У гипсовой скульптуры остановилась молодая красивая дама с живыми внимательными глазами. Это была Жанна Антуанетта Пуассон, которая вскоре обосновалась в Версале под именем маркизы де Помпадур. Могущественная фаворитка короля Людовика XV почти на два десятилетия станет добрым ангелом и надежной покровительницей Фальконе.
А в это время русская императрица Елизавета Петровна, недавно возведенная на престол, пригласила в Россию пятнадцатилетнюю Ангальт-Цербстскую принцессу Софью, ставшую вскоре супругой ее голштинского племянника Петра, будущую императрицу Екатерину II.
Маркиза де Помпадур была дочерью лакея Пуассона, впоследствии ставшего поставщиком провиантского ведомства, по рассказам, весьма бестолкового и к тому же нечестного. Но считают, что настоящим ее отцом был синдик Ленорман де Турнэм, благодаря которому Жанна Антуанетта получила блестящее образование. Она прекрасно пела и музицировала, рисовала, играла на сцене. В 19 лет она вышла замуж за племянника своего покровителя, Ленормана д’Этиоля, но замужество не мешало ей весело проводить время в обществе золотой молодежи Парижа. Людовик XV случайно увидел ее и после смерти герцогини де Шатору сделал своей официальной фавориткой под именем маркизы де Помпадур. Маркиза оказалась не только красива и талантлива, но и честолюбива. Король с радостью передоверил ей скучные государственные дела, к которым она проявляла куда больший интерес, чем он сам. Видимо, на нем сказались долгие годы регентства Филиппа Орлеанского. Ведь еще задолго до появления Помпадур он с легкостью передал управление в руки кардинала Флери, который вовлек Францию в войну сначала за польское, а затем за австрийское наследство. Со временем и Помпадур обвинят в том, что она способствовала вовлечению Франции в Семилетнюю войну и ее поражению в этой войне, что она распоряжалась государственной казной как собственным кошельком и привела страну к финансовому разорению. Король же предавался праздности и развлечениям, а когда его предупреждали о грозящей катастрофе, отвечал: «После нас хоть потоп».
Госпожа Помпадур имела огромное влияние на короля, направляя внутреннюю и внешнюю политику, она фактически правила Францией. По желанию Помпадур смещались и назначались министры и главнокомандующие. Благодаря ей на пост министра иностранных дел был назначен герцог Шуазель, выдвинутый взамен кардинала Флери.

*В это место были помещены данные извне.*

PR #404, opened 2023-10-11
feat: new styling panel design

cbt1:
Major areas updated in this PR:
- Styling panel `src/ext/property-panel/settings/styling-panel`
- Styling service `src/services/style-service.ts`
- All consumers of the style service (mostly cell components and useColumnWidth hook)
- Types have change a lot. Specifically the `StyleService` and `Component` types. Where `Component` change is breakning from the perspective of object properties (but not part of API spec yet).

TODO after this PR:
- Update measure text to include bold/italic where applicable
- Investigate why italic text can get clipped in the cell (Firefox)
- Update Sense themes with new structure
- Add styling options to API spec

New styling panel:
Skärmavbild 2023-10-11 kl  10 42 49

New styling pivot table:
Skärmavbild 2023-10-11 kl  10 42 58


src/types/types.ts
```diff
@@ -201,58 +201,36 @@ export interface PageInfo {
...
+};
 
-export interface StylingOptions {
-  header: HeaderStyling;
-  content: MeasureContentStyling;
-  rowContent: DimensionContentStyling;
-  columnContent: DimensionContentStyling;
-  grid: GridStyling;
-}
+export type ThemeStyling = {
```
cbt1, line 214: Using `type` instead to imrpove the info you get in VSC when hovering the type

src/pivot-table/hooks/use-column-width.ts
```diff
@@ -102,7 +101,7 @@ export default function useColumnWidth(
         // Use the max width of all measures
         width = Math.max(
           ...qMeasureInfo.map(({ qFallbackTitle, columnWidth }) => {
-            const fitToContentWidth = measureTextForContent(qFallbackTitle) + TOTAL_CELL_PADDING;
+            const fitToContentWidth = measureTextForMeasureValue(qFallbackTitle) + TOTAL_CELL_PADDING;
```
haxxmaxx, line 104: hmm looks like this was wrong before. This should measure the width of the text for the measure labels, so I guess this should be `measureTextForDimensionValue` now?

src/ext/property-panel/settings/styling-panel/index.ts
```diff
@@ -16,10 +16,18 @@ const getStylingPanelConfig = (translator: stardust.Translator) => ({
...
+          section: "dimensionValues",
+          translator,
+        }),
+        measureValueSection: largePanelSection({
+          section: "measureValues",
+          translator,
+        }),
+        measureLabelSection: smallPanelSection({ section: "measureLabels" }),
+        totalValuesSection: smallPanelSection({ section: "totalValues", defaultFontStyle: ["bold"] }),
+        nullValuesSection: smallPanelSection({ section: "nullValues", fallbackBackground: Colors.Black5 }),
```
haxxmaxx, line 30: Very nice to generalize it in this way

src/pivot-table/components/Disclaimer.tsx
```diff
@@ -11,7 +11,7 @@ interface DisclaimerProps {
 
 const Disclaimer = ({ styleService, translator }: DisclaimerProps): JSX.Element => {
   const text = translator.get("SNPivotTable.LimitedData");
-  const { fontFamily } = styleService.content; // TODO Resolve from root of theme?
+  const { fontFamily } = styleService.measureValues; // TODO Resolve from root of theme?
```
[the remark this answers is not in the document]
cbt1: Agree, will change to base theme font and fallback to the default hard-coded font if needed

src/pivot-table/hooks/use-column-width.ts
cbt1: Nice catch, will fix

haxxmaxx (approved):

PR #207, opened 2016-03-14
Adding typings for mongodb

CaselIT:
Typings URL: [https://github.com/Think7/typings-mongodb]
Source URL:[https://github.com/mongodb/node-mongodb-native]
Documentation URL:[http://mongodb.github.io/node-mongodb-native/2.1/api/]

PR #249, opened 2016-03-29
Mongodb updated commit hash

CaselIT:
The definition was updated. This commit updates the hast.
Original pull request of this type definition https://github.com/typings/registry/pull/207


blakeembrey:
Cheers! :+1:

PR #250, opened 2016-03-29
Adding typings for Riot Games' API

Protectator:
Hi ! I made type definitions to match Riot Games' API.

Typings URL: https://github.com/Protectator/league-typedef
Source URL: https://developer.riotgames.com/api/methods

As this is an API and not an actual js library, I tried to write types for multiple purposes. These definitiions are more aimed to be used in a server-side application that requests the API with the "Operations" interface I added in each module, which contains the available operations to the API as functions. But the type definitions can also be used in a client-side application, in which case using the other interfaces directly might be more useful.


blakeembrey:
@Protectator That's pretty interesting, I'd love to get this into the registry. Can we make a new directory, maybe using `lib/` or `etc/` to store these types of non-programming type definitions? It's a really cool use-case, I just don't want to mix it all up with everything else right now.

Protectator:
Sure, I just moved it.

blakeembrey:
Thanks :+1:

PR #253, opened 2016-03-29
added rxjs-symbol-typings

david-driscoll:

Typings URL: https://github.com/david-driscoll/rxjs-symbol-typings
Source URL: https://github.com/ReactiveX/rxjs/blob/master/spec/es5.d.ts

This is a small supplemental interface shim, to allow RxJS5 to target ES6 while still being compatible with TypeScript compilers that target `ES5`.  Only users that target ES5 will need to install this side by side with Rxjs5.

### DIFF
--- a/lib/rxjs-symbol-typings.json
+++ b/lib/rxjs-symbol-typings.json
@@ -1,0 +1,5 @@
+{
+  "versions": {
+    "1.0.0": "github:david-driscoll/rxjs-symbol-typings#b06ca4cc670b9e0f2ace68a339dce38648e10e6c"
+  }
+}


blakeembrey:
Want to make a directory called `lib/` and use that? It'd be good to try and keep some structure of what the things are typed for. The name, I suppose, is pretty arbitrary?

david-driscoll:
It is fairly arbitrary, and can be changed if needed.  The big thing is it doesn't lead to any specific library.

Would having it under `/lib` cause any conflict, as it's supposed to be an ambient module?

david-driscoll:
file moved, and pr rebased from master.

blakeembrey:
Thanks :+1: Nope, `lib/` is meant to be ambient (https://github.com/typings/registry#structure). I think we can start storing the random ambient pieces under there so the README may need updating.

PR #257, opened 2016-03-31
adds typing for react-selectize

vintem:

Typings URL: https://github.com/furqanZafar/react-selectize
Source URL: https://github.com/furqanZafar/react-selectize

Thanks for contributing!

### DIFF
--- a/npm/react-selectize.json
+++ b/npm/react-selectize.json
@@ -1,0 +1,5 @@
+{
+  "versions": {
+    "0.9.0": "github:furqanZafar/react-selectize#d8bc4ee16a3a9dd0496b0c9f334c4b0204d7985b"
+  }
+}


unional:
Where is the typings? Seems like you are pointing to the source?

blakeembrey:
I see them https://github.com/furqanZafar/react-selectize/blob/develop/src/index.d.ts. @vintem, what you probably want to do instead is add `typings` to `package.json` - see http://www.typescriptlang.org/docs/handbook/typings-for-npm-packages.html

vintem:
Hi @blakeembrey, what I really want to do is to have the typings available to the typings tool. I've posted a question about creating typings and I understood that I could do that in the original project.

[](https://github.com/typings/discussions/issues/13)

I guess that's not the case. Do I really have to create another project just for the typings? The project react-selectize has the typings.json on its root. That's not enough? 
Thanks for the help

blakeembrey:
@vintem No, you absolutely can. In this case, since you're distributing the the definition yourself, you can have users do `typings install npm:react-selectize`. Is that reasonable? If you want TypeScript users to use the definitions, it'd be better to allow them to do nothing. E.g. it just works, which is what happens when you use `package.json` instead.

The only thing you need to fix, in either case, is https://github.com/furqanZafar/react-selectize/blob/develop/src/index.d.ts#L94. You need to unwrap this module declaration and make it an external module declaration. E.g. Replace `declare module '...' { export = ... }` with just `export =`.

vintem:
Thanks for the help! I think I understand now, so the typings project is just for the cases where the original project does not host the typings file.

blakeembrey:
Yes :+1:

PR #274, opened 2016-04-01
Added definitions for pg v4.5.1.

mxl:
Typings URL: [https://github.com/goenning/typed-pg]
Source URL: [https://github.com/brianc/node-postgres]

PR #275, opened 2016-04-01
pg v4.5.1

goenning:
updating definition to pg 4.5.1


goenning:
Oops, this is a dup of #274

PR #277, opened 2016-04-01
Added is-thirteen@2.0.0

Fank:
Typings URL: https://github.com/Fankserver/typings-npm-is-thirteen
Source URL: https://github.com/jezen/is-thirteen


unional:
Although it doesn't matter in your case, but you can consider using `declare namespace` instead of `declare module`. :rose:

Fank:
sure let me quickly change it

PR #283, opened 2016-04-03
Added express-http-proxy@0.6.0

Fank:
Typings URL: https://github.com/Fankserver/typings-npm-express-http-proxy
Source URL: https://github.com/villadora/express-http-proxy

@unional I used generator-typing for the first time, can you validate i used it right?


unional:
Sure! Looks good. The source testing is still a work in progress and it is not trivial in this case.

One thing you can change is set `typings.json/version` to `0.6.0` to keep track locally which version you are typing for.

The `README.md` generated is from an older generator with wrong info. It should be `typings.json/version` instead of `package.json/version`.
 
Besides that, LGTM. :+1:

Она любила увеселения и сорила деньгами. Блестящие празднества, особняки и наряды поглощали массу денег. Машо, министр и главный контролер финансов, пытался навести порядок в казне, но по требованию Помпадур Людовик XV удалил его. Считают, что за 19 лет правления Помпадур на прихоти этой женщины ушло 37 миллионов ливров. Изысканный вкус Помпадур создал своеобразную моду в мебели и архитектуре, в «роскошно-небрежном» стиле одежды. Она не скупилась на щедрые подарки художникам, артистам и писателям. Поистине это был для них золотой век.